# "Unrestored" 1956 Schwinn $3,000 bike



## Jeff54 (Dec 28, 2014)

Dear Ol'Dad, has kept it original since 1956!!: 



> I have a 1956 bike that my dad gave to me before he past away. It has never been restored and it is original. If somebody would like to restore it it would be a $3,000 dollar bike. Not many out there in this condition. If interested please call 813-380-7478



http://tampa.craigslist.org/hil/bik/4804955373.html

"Not many out there is this condition" Yup he got 1 thing right.  "Dad" must have been a circus clown?


----------



## GTs58 (Dec 28, 2014)

Another prime example that cheap beer really messes up your head.


----------



## fordmike65 (Dec 28, 2014)

Wow. What a piece...


----------



## HIGGINSFOREVER (Dec 28, 2014)

If you be real quite you can hear dad laughing


----------



## fordmike65 (Dec 28, 2014)

Bet Jr. needs the cash to get a hood for his rice rocket.


----------



## Wheeled Relics (Dec 28, 2014)

Shame on those not "knowledgeable" enough to know what that bicycles "true value" is on the flee market of the internets "free ad space".


----------



## island schwinn (Dec 28, 2014)

What a deal.he's only asking half of what it's worth though.


----------



## bobcycles (Dec 28, 2014)

*Sit down folks, SIT DOWN!

I just RE-read the ad and there is actually a line of truth in the posting. "Not many out there in this condition"....

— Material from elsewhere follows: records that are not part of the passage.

PR #128, opened 2022-12-29
fix(mangadex): parse dates in correct timezone

KaBankz:
MangaDex uses UTC timestamps, without this fix new chapters would not show up for hours because the timestamps were parsed as future times.

Checklist:


Skittyblock:
oh so that was the issue lol

Skittyblock (approved):

PR #133, opened 2022-12-31
fix(mangastream)!: fix title parsing, use proper id's and update dependencies

KaBankz:
This fixes the repetitive chapter titles, "Ch. 123 - Chapter 123" and should be able to parse titles properly now.

> **Warning** **BREAKING CHANGE!**: Now proper id's are used, instead of full url's - All MangaStream sources will have to be migrated!

Before, the full url of a series or chapter was set as the id. This is bad for many reasons, the main on being if the source changes it's url or path names even slightly, the id changes, and you will be forced to migrate all saved library entries for that source.

Now, the id is parsed from the url, no longer the full url, this means the chances of a series breaking and requiring migration is far lower. A site could change its url and pathnames all they want, and no migration would be necessary, all existing library entries will work fine (once the url's and pathnames have been updated).

I also formatted all json files with `jq --tab` so the formatting will finally be consistent

Checklist:


Skittyblock:
since this breaks every mangastream source, I'm thinking I might move the in-app migration tool to the top of my priority list and get that done quick before merging...

Skittyblock:
I think you could also update `aidoku-rs` for mangastream while you're at it? I believe it's using the outdated version, just delete `Cargo.lock` and recompile and you'll have to make a few changes.

Skittyblock (dismissed):

PR #137, opened 2023-01-02
HentaiVN Rust rewrite

beerpiss:
Checklist:


src/rust/vi.hentaivn/src/search.rs
```diff
@@ -0,0 +1,209 @@
+use crate::BASE_URL;
+use aidoku::{
+	helpers::uri::QueryParameters,
+	prelude::format,
+	std::{String, Vec},
+	Filter, FilterType,
+};
+use alloc::string::ToString;
+
+fn genre_map(genre: String) -> String {
```
Skittyblock, line 10: why are you mapping these instead of setting the genre id in filters.json?

Skittyblock (approved):

PR #168, opened 2023-01-16
feat(webtoon)!: complete rewrite of webtoon

KaBankz:
Complete re-write of the webtoon's extension.

> **Warning** **BREAKING CHANGE!**: All webtoon entries will have to be migrated, as the extension id changed, and all series id's. I've tested the migrations multiple times and it all worked so it should be safe.

Why? - The old extension scraped the mobile site, which is slow and does not return much for listings, which made it hard for some people to discover new series. In this re-write the desktop site is used which is much faster and returns a huge listing, so it's much better.

Also, I was able to squash some bugs that existed in the previous extension (covers work 🙂).

P.S multi-language is now supported, not just English.
Newly available languages:
`"zh-hant", "th", "id", "es", "fr", "de"`

Checklist:


src/rust/multi.webtoon/src/parser.rs
```diff
@@ -0,0 +1,426 @@
...
+
+		let author_artist = manga_node.select(".author").text().read();
+		let author_artist = author_artist.split('/').collect::<Vec<&str>>();
+
+		let author = String::from(author_artist[0].trim());
+		let mut artist = String::new();
+
+		if author_artist.len() > 1 {
+			artist = String::from(author_artist[1].trim());
+		}
```
Skittyblock, line 60: I don't think it's worth it to parse any of these -- the app doesn't use or expect them, and the extra scraping of info slows it down a bit. Best to leave the details parsing for the manga details function.

src/rust/multi.webtoon/src/parser.rs
```diff
@@ -0,0 +1,426 @@
...
+	for manga in html
+		.select("#content div.challenge_lst > ul > li > a")
+		.array()
+	{
+		let manga_node = manga.as_node().expect("Failed to get manga node");
+		let id = get_manga_id(manga_node.attr("href").read());
+		let cover = manga_node.select("img").attr("src").read();
+		let title = manga_node.select(".subj").text().read();
+		let categories = [manga_node.select(".genre").text().read()].to_vec();
+		let author = manga_node.select(".author").text().read();
```
Skittyblock, line 109: Same here

Skittyblock (changes requested):

Skittyblock (approved):

PR #634, opened 2024-04-13
feat: add libgroup template and mangalib source

vlapsk1y:
Checklist:

I know about this pq (#176), but it's not merged into main branch and soon stay deprecated, because mangalib.me in the near future get very major update (test-front.mangalib.me). The new version of mangalib has become unparseable and open at browser as web app.


src/rust/multi.libgroup/template/src/parser.rs
```diff
@@ -0,0 +1,171 @@
...
+                title: title,
+                author: String::new(),
+                artist: String::new(),
+                description: String::new(),
+                url: url,
+                categories: Vec::new(),
+                status: status,
+                nsfw: MangaContentRating::Safe,
+                viewer: aidoku::MangaViewer::Rtl
+            })
```
Skittyblock, line 54: use `..Default::default` at the end of the struct and exclude the fields you don't populate
```suggestion
            arr_manga.push(Manga {
                id,
                cover,
                title,
                url,
                status,
                nsfw: MangaContentRating::Safe,
                viewer: aidoku::MangaViewer::Rtl,
                ..Default::default
            })
```

Skittyblock (changes requested):
- jsons should use tabs for indentation 
- files should have trailing newlines
- run `cargo +nightly fmt`
- I'm not sure about the "site id" stuff, especially since you're only adding mangalib. the template struct should probably just provide the url and route and stuff, with the actual sources containing the stuff rather than the template hardcoding it.

vlapsk1y:
as for "site id", I wanted to make the task easier for those who want to implement other sites of libgroup. Although them still need to edit template, cuz nsfw sites has own cdn. I really didn't knew about that fact, until checked before writing the comment.

Skittyblock:
yes but the point of the template is to contain all things specific to the template that the individual websites use, but then it's the job of the actual sources to just use the template while providing the source specific things. for example, the individual source should be able to give any base url to the template, and the template shouldn't need to know which exact source it is.

vlapsk1y:
I understood your point, I'll make a commit in the next days. thanks u.

src/rust/multi.libgroup/sources/mangalib/res/filters.json
Skittyblock, line 1: jsons are still using spaces for indentation instead of tabs

Skittyblock:
icon should be 128x128 and make sure to fix the warnings clippy generates when running `cargo +nightly clippy`, but after that it should be good

src/rust/multi.libgroup/sources/mangalib/res/filters.json
Skittyblock, line 1: ids need to be strings

Skittyblock (approved):

PR #635, opened 2024-04-14
fix(madara): use alternate method to get listings

### LINKED ISSUE #632: ManhuaPlus not working
Not sure if it has anything to do with the website's problems (as stated by manhuaplus) or not but the source doesn't load.  If it isn't possible to fix this source, is it possible to transfer/replace the source with manhuaplus.org? (Original site is manhuaplus.com)

Thank you for any feedback on this.

KaBankz:
Quick and dirty fix for some madara sources.

Since most sites work without this, it's not enabled by default, but it should work with all madara sources regardless, but I ain't taking that risk, it can be toggled on a case by case basis.

Closes #632

Checklist:

### DIFF
--- a/src/rust/madara/template/src/template.rs
+++ b/src/rust/madara/template/src/template.rs
@@ -270,8 +270,8 @@ pub fn get_series_page(data: MadaraSiteData, listing: &str, page: i32) -> Result
 		};
 
 		let url = format!(
-			"https://manhuaplus.com/page/{}?s&post_type=wp-manga&m_orderby={}",
-			page, listing
+			"{}/page/{}?s&post_type=wp-manga&m_orderby={}",
+			data.base_url, page, listing
 		);
 
 		return get_search_result(data, url);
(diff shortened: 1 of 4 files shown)


Skittyblock (dismissed):

src/rust/madara/template/src/template.rs
```diff
@@ -257,6 +260,23 @@ pub fn get_search_result(data: MadaraSiteData, url: String) -> Result<MangaPageR
...
+	if !data.use_ajax_listing {
+		let listing = match listing {
+			"_wp_manga_views" => "views",
+			"_wp_manga_week_views_value" => "trending",
+			"_latest_update" => "latest",
+			_ => "latest",
+		};
+
+		let url = format!(
+			"https://manhuaplus.com/page/{}?s&post_type=wp-manga&m_orderby={}",
```
Skittyblock, line 273: wait, shouldn't this be using the template base url, not just manhuaplus?

KaBankz: oh i completely missed that

Skittyblock (approved):

PR #641, opened 2024-04-19
feat: manga demon

KaBankz:
🎉

Checklist:


Skittyblock (changes requested):
just make sure to change the `expect`s to `?`s on the requests, since if the user opens the source when not connected to the internet it'd just break

Skittyblock (approved):

KaBankz:
Looks like they changed their domain within the last week, I'll pr an update soon™

PR #647, opened 2024-04-25
feat(zeroscans)!: rewrite

KaBankz:
> [!CAUTION]
> The comic id's logic has changed so migration will be required

Rewrote most of the logic to cache all the comics and use said cache to avoid making extraneous requests when possible.

Filters and deeplinking were also implemented

Checklist:


Skittyblock (approved):
not doing any pagination seems a little iffy, but it's probably fine since there aren't that many total titles

KaBankz:
> not doing any pagination seems a little iffy, but it's probably fine since there aren't that many total titles

Their comics api endpoint doesn't have any pagination, it returns all the comics in a single response.

Skittyblock:
Yeah I know, but like with MangaSee we paginate it ourselves for aidoku since there's no sense sending all of the data to it if the user doesn't scroll down

KaBankz:
> we paginate it ourselves for aidoku

Oh, didn't know that

> but it's probably fine since there aren't that many total titles

Yeah, they have like 100 titles total, so not a big issue.

PR #661, opened 2024-05-11
fix(mangadex): do not fail chapter parsing if `externalUrl` is null

hanatsumi:
Looking at #25, it looks like the idea was to filter out chapters where the `externalUrl` is not null; however the current logic filters both when `externalUrl` is `null` and when it's a string (so essentially always I think?). Changed the logic to filter only chapters where `externalUrl` is a string.

A manga where chapters are filtered incorrectly is Houseki no Kuni ([API call](https://api.mangadex.org/manga/cade38b7-64c4-4a29-8e3c-8c283291d6c6/feed?order[volume]=desc&order[chapter]=desc&limit=500&contentRating[]=pornographic&contentRating[]=erotica&contentRating[]=suggestive&contentRating[]=safe&includes[]=scanlation_group&translatedLanguage[]=en), note how `externalUrl` is always null).

I haven't tested this with Aidoku itself (as I do not own a iOS/macOS device), but with a custom client that uses Aidoku's sources; it seems to work properly

Checklist:

### DIFF
--- a/src/rust/multi.mangadex/res/source.json
+++ b/src/rust/multi.mangadex/res/source.json
@@ -4,7 +4,7 @@
 		"lang": "multi",
 		"name": "MangaDex",
 		"url": "https://mangadex.org",
-		"version": 7,
+		"version": 8,
 		"minAppVersion": "0.5"
 	},
 	"languages": [
--- a/src/rust/multi.mangadex/src/parser.rs
+++ b/src/rust/multi.mangadex/src/parser.rs
@@ -240,8 +240,7 @@ pub fn parse_chapter(chapter_object: ObjectRef) -> Result<Chapter> {
 
 	// Fix for Skittyblock/aidoku-community-sources#25
 	let ext_url = attributes.get("externalUrl");
-	if ext_url.is_none()
-		|| ext_url.as_string().is_ok()
+	if ext_url.as_string().is_ok()
 		|| date_updated > crate::helper::current_date()
 	{
 		return Err(aidoku::error::AidokuError {


Skittyblock:
Honestly, looking at the code, it seems like you're right, but in practice these chapters aren't actually being filtered out. If you look at Houseki no Kuni in Aidoku, all the proper chapters are there. @beerpiss do you know why the code is checking if the fetched attribute is none?

hanatsumi:
Yeah, it's a bit weird to me that this works within Aidoku, because by looking at [`ValueRef`'s implementation](https://github.com/Aidoku/aidoku-rs/blob/004bddabade7b24c58cf925b08f90dd093b00c9d/crates/imports/src/std.rs#L124) it seems like either the check for a `ValueKind::Null` (inside `is_none()`) or for a `ValueKind::String` (inside `as_string()`) will succeed; so I'd assume `ext_url` is some other `ValueKind` here?

beerpiss:
> Honestly, looking at the code, it seems like you're right, but in practice these chapters aren't actually being filtered out. If you look at Houseki no Kuni in Aidoku, all the proper chapters are there. @beerpiss do you know why the code is checking if the fetched attribute is none?

It's been a super long time that I couldn't remember, sorry. Maybe I copied it from the Tachi extension?

Skittyblock:
@hanatsumi do you know any titles that actually come out differently with the change? I think I'm probably fine with just merging it but I'm curious if there's an actual difference

hanatsumi:
@Skittyblock On my [custom client](https://github.com/hanatsumi/rakuyomi), pretty much all titles change, because as it is now chapter parsing always fails due to the `is_none` check. I don't really know if any titles change within Aidoku, but I believe the behaviour should stay the same.

Skittyblock:
Alright, likely an issue with Aidoku's api or aidoku-rs then.

Skittyblock (approved):

PR #685, opened 2024-07-04
Mangademon Update

AlokSwaminathan:
Checklist:
- [ x] Updated source's version for individual source changes
- [ x] Updated all sources' versions for template changes
- [ x] Set appropriate `nsfw` value
- [ x] Did not change `id` even if a source's name or language were changed
- [ x] Tested the modifications by running it on the simulator or a test device 

Previously the source would load pictures and manga titles but would not load chapters or descriptions, just a small error in the URL params it looks like because with my small updates it works perfectly again on my iPhone 15 running iOS 17.5.1


src/rust/en.mangademon/res/source.json
```diff
@@ -3,8 +3,8 @@
 		"id": "en.mangademon",
 		"lang": "en",
 		"name": "Manga Demon",
-		"version": 2,
-		"url": "https://comicdemons.com",
+		"version": 3,
+		"url": "https://mgdemon.org/",
```
Skittyblock, line 7: there shouldn't be a trailing slash
```suggestion
		"url": "https://mgdemon.org",
```

src/rust/en.mangademon/src/lib.rs
```diff
@@ -17,7 +17,7 @@ use aidoku::{
 use helper::*;
 use parser::*;
 
-const BASE_URL: &str = "https://comicdemons.com";
+const BASE_URL: &str = "https://mgdemon.org/";
```
Skittyblock, line 20:
```suggestion
const BASE_URL: &str = "https://mgdemon.org";
```

src/rust/en.mangademon/src/lib.rs
```diff
@@ -56,10 +56,10 @@ fn get_manga_list(filters: Vec<Filter>, page: i32) -> Result<MangaPageResult> {
...
 				let ascending = value.get("ascending").as_bool().unwrap_or(false);
 				url.push_str(match (index, ascending) {
-					(0, true) => "&orderby=name%20asc",
-					(0, false) => "&orderby=name%20desc",
-					(1, true) => "&orderby=views%20asc",
-					(1, false) => "&orderby=views%20desc",
+					(0, true) => "&orderby=NAME%20ASC",
+					(0, false) => "&orderby=NAME%20ASC",
+					(1, true) => "&orderby=VIEWS%20ASC",
+					(1, false) => "&orderby=VIEWS%20ASC",
```
Skittyblock, line 62: why did you change the capitalization here? it seems like it works fine either way on the site

Skittyblock (changes requested):
make sure to pull main now that aidoku-rs was updated so it fixes the workflow

src/rust/en.mangademon/src/lib.rs
AlokSwaminathan: It is just what the site uses by default for getting new pages, so I thought it would be best to replicate that.

KaBankz: You replaced the descending values with ascending btw

Skittyblock (approved):

PR #690, opened 2024-07-12
Omega Scans: Added a 'newest' listing and fixed missing last image

Aeonss:
Checklist:


src/rust/en.omegascans/res/source.json
```diff
@@ -3,17 +3,20 @@
 		"id": "en.omegascans",
 		"lang": "en",
 		"name": "Omegascans",
```
Skittyblock, line 5: looks like this is how they have it on the site
```suggestion
		"name": "Omega Scans",
```

Skittyblock (approved):

PR #695, opened 2024-07-16
Add Faccina

LetrixZ:
Checklist:


src/rust/multi.faccina/src/lib.rs
```diff
@@ -0,0 +1,139 @@
...
+		})
+}
+
+#[get_chapter_list]
+fn get_chapter_list(id: String) -> Result<Vec<Chapter>> {
+	let base_url = get_base_url()?;
+	let url = format!("{base_url}/g/{id}");
+	Ok(vec![Chapter {
+		id,
+		title: "Chapter".to_string(),
```
Skittyblock, line 110: I think it's better to leave the title empty so that aidoku just automatically sets the title as "Chapter 1" (rather than "Ch. 1 - Chapter")

Skittyblock (changes requested):
code looks good to me, just a few changes:
- json indentation should be tabs
- icon needs a background color (you could just make it white)
- make sure all files have a newline at the end (settings.json, cargo.toml)
- aidoku-rs is broken right now (sorry), but once it's updated you'll need to update it on your end and then pull main to fix the building for the rest of the sources

LetrixZ:
I don't have an iPhone anymore so this isn't a priority. And I'm also doing a rewrite of Faccina.
I'll see if I revisit this later when it's done.

PR #757, opened 2024-09-09
feat(GenZToons): Removing SuryaToons - Adding GenZToons

Kareylo:
As Surya Toons is now dead, I removed it.
The new Team name of Surya Toons is GenZ Toons.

that alone should make it worth double what he's asking*


----------



## oldfart36 (Dec 29, 2014)

fordmike65 said:


> Bet Jr. needs the cash to get a hood for his rice rocket.





"Fast and Delirious" my spelling sucks!


----------



## bikecrazy (Dec 29, 2014)

A prime example of what is wrong with Craig's list today. I remember when you could find really cool stuff at great prices. Thanks Mike Wolf


----------



## Obi-Wan Schwinnobi (Dec 29, 2014)

bikecrazy said:


> A prime example of what is wrong with Craig's list today. I remember when you could find really cool stuff at great prices. Thanks Mike Wolf



Also blame the idiots who don't know poop and price their ebay crap through the roof. That's the first place uninformed people look for price comparison ( well on ebay they go for) and they always use the highest one they find even if theirs isn't even close to condition or even the same thing. I'm not saying its just with bicycle related stuff either. For example schwinn drums... I saw one on ebay front laced to a s2 rim and the guy wanted 900 for it... then all of a sudden somebody selling doll crap posted one and it was 700 without rim... monkey see monkey do. Don't blame mike too much, ebay is the deal killer when used in the hands of idiots....


----------



## Pistelpete (Dec 29, 2014)

You can't be all bad you drive a Saab


----------



## bikecrazy (Dec 29, 2014)

I forgot about the Ebay "buy it now" fantasy prices.


----------



## Obi-Wan Schwinnobi (Dec 29, 2014)

bikecrazy said:


> I forgot about the Ebay "buy it now" fantasy prices.



When I used to deal vinyl we used a site called popsike. .. we used the mid price to determine buying price from customers wanting to sell... they always complained that it was worth more on ebay even though popsike uses ebay for its generating of sale curve. We would tell them to throw it on ebay and be prepared to wait 3 years for some moron to come by... cause that's the only reason you saw the high price in the first place is cause some moron finally came a long...


----------